- DATASET ENTRIES:
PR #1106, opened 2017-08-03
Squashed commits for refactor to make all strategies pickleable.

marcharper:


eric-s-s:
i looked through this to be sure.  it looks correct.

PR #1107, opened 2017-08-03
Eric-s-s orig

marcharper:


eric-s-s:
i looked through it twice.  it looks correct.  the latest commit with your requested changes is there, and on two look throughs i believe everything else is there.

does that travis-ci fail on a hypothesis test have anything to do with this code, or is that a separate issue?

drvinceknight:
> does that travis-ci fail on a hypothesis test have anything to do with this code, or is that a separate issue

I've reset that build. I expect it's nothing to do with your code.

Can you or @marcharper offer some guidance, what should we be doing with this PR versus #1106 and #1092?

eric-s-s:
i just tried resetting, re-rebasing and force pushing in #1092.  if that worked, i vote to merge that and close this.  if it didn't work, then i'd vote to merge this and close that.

--

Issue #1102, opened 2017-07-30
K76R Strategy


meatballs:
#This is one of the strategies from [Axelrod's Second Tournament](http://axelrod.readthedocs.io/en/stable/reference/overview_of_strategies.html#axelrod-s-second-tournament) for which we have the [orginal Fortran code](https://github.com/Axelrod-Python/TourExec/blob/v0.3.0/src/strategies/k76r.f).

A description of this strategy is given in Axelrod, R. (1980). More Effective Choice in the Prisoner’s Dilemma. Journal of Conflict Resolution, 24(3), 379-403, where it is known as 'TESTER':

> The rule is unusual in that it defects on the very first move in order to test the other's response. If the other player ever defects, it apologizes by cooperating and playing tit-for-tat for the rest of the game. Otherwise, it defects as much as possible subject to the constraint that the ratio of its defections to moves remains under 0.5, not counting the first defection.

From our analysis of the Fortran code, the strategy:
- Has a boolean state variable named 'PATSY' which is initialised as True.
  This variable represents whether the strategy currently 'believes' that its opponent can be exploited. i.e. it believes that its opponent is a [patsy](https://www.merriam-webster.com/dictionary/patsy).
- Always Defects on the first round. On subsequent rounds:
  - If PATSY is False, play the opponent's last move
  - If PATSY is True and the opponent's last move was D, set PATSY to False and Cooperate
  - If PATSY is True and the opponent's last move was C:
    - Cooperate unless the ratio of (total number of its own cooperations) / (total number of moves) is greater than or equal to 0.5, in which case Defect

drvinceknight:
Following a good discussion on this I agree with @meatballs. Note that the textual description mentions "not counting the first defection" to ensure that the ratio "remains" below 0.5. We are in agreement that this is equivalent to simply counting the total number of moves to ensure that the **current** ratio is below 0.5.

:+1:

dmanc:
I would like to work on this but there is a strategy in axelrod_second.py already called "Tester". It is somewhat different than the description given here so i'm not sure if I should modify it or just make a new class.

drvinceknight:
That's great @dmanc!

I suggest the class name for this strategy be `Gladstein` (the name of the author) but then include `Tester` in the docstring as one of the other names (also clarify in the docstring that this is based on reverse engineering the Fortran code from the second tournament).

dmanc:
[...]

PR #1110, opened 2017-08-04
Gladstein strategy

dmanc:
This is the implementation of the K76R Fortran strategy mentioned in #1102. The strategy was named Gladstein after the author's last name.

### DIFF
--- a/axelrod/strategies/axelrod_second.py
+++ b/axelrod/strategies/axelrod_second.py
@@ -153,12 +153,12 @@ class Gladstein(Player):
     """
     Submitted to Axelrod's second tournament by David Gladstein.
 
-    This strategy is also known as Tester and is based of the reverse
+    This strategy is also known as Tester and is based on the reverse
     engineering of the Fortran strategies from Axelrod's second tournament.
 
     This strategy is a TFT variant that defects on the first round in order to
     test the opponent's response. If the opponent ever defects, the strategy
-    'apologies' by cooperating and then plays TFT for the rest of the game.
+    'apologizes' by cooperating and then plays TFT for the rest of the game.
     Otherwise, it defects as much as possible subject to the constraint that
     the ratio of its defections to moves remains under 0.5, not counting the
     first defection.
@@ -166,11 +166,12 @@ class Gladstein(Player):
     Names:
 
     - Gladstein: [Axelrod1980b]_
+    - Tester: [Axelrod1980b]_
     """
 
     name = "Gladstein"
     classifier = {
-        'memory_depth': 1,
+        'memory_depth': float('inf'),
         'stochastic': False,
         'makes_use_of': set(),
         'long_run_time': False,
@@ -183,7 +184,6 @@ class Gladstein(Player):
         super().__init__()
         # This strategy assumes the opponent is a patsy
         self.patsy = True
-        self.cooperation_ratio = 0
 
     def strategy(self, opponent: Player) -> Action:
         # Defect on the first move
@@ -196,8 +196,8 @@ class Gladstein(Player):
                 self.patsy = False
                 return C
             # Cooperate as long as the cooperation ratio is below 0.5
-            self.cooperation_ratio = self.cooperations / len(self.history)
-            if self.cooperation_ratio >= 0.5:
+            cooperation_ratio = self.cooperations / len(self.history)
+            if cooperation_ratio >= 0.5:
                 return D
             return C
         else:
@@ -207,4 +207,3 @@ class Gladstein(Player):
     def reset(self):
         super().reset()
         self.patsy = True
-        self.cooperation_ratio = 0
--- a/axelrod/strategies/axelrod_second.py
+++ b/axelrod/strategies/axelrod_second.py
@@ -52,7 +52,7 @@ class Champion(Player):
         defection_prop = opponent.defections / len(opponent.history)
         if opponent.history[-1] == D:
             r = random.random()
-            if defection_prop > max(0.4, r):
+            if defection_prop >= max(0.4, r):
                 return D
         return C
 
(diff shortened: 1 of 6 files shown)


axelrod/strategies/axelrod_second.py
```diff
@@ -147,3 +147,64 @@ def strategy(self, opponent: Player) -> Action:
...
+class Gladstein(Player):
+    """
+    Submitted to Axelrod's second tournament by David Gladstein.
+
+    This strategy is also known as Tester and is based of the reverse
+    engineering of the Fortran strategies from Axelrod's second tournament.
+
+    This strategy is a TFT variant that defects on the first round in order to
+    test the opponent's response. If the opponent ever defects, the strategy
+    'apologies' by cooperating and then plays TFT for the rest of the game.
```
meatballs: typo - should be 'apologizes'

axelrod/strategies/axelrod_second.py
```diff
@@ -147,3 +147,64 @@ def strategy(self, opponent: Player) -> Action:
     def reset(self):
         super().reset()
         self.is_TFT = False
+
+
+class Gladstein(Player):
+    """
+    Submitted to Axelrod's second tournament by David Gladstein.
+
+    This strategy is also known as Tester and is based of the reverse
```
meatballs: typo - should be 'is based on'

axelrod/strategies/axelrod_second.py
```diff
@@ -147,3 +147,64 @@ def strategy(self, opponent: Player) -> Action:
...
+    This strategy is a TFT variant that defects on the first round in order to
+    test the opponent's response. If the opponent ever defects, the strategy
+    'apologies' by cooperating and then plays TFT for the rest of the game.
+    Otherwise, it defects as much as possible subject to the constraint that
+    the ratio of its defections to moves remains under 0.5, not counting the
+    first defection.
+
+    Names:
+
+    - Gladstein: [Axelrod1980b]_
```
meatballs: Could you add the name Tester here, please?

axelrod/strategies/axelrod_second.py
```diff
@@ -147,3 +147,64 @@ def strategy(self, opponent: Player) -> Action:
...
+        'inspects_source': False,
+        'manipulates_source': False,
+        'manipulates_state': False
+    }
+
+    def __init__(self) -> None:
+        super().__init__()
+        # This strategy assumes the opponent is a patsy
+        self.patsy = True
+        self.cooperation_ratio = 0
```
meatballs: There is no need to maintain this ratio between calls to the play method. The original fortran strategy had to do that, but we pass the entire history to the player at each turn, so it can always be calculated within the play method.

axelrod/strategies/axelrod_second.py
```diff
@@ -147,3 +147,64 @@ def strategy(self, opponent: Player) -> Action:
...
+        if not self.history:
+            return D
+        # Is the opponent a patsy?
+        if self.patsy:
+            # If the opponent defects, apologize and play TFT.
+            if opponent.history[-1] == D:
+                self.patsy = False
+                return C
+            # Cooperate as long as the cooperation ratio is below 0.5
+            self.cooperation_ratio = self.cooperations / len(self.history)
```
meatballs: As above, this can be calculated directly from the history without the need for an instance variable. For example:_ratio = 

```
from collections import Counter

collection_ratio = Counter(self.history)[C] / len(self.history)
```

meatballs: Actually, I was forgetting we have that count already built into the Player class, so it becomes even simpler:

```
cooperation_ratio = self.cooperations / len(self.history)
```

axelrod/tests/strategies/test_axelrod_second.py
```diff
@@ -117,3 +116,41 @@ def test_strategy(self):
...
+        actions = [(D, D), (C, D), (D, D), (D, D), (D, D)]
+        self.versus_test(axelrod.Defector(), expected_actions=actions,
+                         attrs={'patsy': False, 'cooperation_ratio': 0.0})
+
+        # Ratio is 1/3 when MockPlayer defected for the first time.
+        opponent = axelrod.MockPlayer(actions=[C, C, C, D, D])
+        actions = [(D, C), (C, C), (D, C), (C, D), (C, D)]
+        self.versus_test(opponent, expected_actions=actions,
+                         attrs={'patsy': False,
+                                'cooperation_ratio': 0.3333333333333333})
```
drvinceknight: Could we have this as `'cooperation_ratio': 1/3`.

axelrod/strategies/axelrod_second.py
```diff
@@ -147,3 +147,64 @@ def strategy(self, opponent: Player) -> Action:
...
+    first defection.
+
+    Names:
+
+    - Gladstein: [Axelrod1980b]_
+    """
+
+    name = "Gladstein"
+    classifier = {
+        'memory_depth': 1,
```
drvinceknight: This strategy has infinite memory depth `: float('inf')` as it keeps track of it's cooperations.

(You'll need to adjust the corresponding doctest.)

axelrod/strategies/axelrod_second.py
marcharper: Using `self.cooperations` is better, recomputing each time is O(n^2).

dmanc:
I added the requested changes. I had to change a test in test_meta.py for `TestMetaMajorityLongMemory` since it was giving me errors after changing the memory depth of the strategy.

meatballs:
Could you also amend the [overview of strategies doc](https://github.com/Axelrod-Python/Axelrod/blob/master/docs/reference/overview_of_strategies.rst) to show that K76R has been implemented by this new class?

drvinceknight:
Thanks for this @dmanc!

- WHAT IS BEING ASKED:
Would you print exactly and only the lines of the material above that run from the line with "i looked through it" through the line with "i just tried", both included?

- FINISHED EXERCISE:
i looked through it twice.  it looks correct.  the latest commit with your requested changes is there, and on two look throughs i believe everything else is there.

does that travis-ci fail on a hypothesis test have anything to do with this code, or is that a separate issue?

drvinceknight:
> does that travis-ci fail on a hypothesis test have anything to do with this code, or is that a separate issue

I've reset that build. I expect it's nothing to do with your code.

Can you or @marcharper offer some guidance, what should we be doing with this PR versus #1106 and #1092?

eric-s-s:
i just tried resetting, re-rebasing and force pushing in #1092.  if that worked, i vote to merge that and close this.  if it didn't work, then i'd vote to merge this and close that.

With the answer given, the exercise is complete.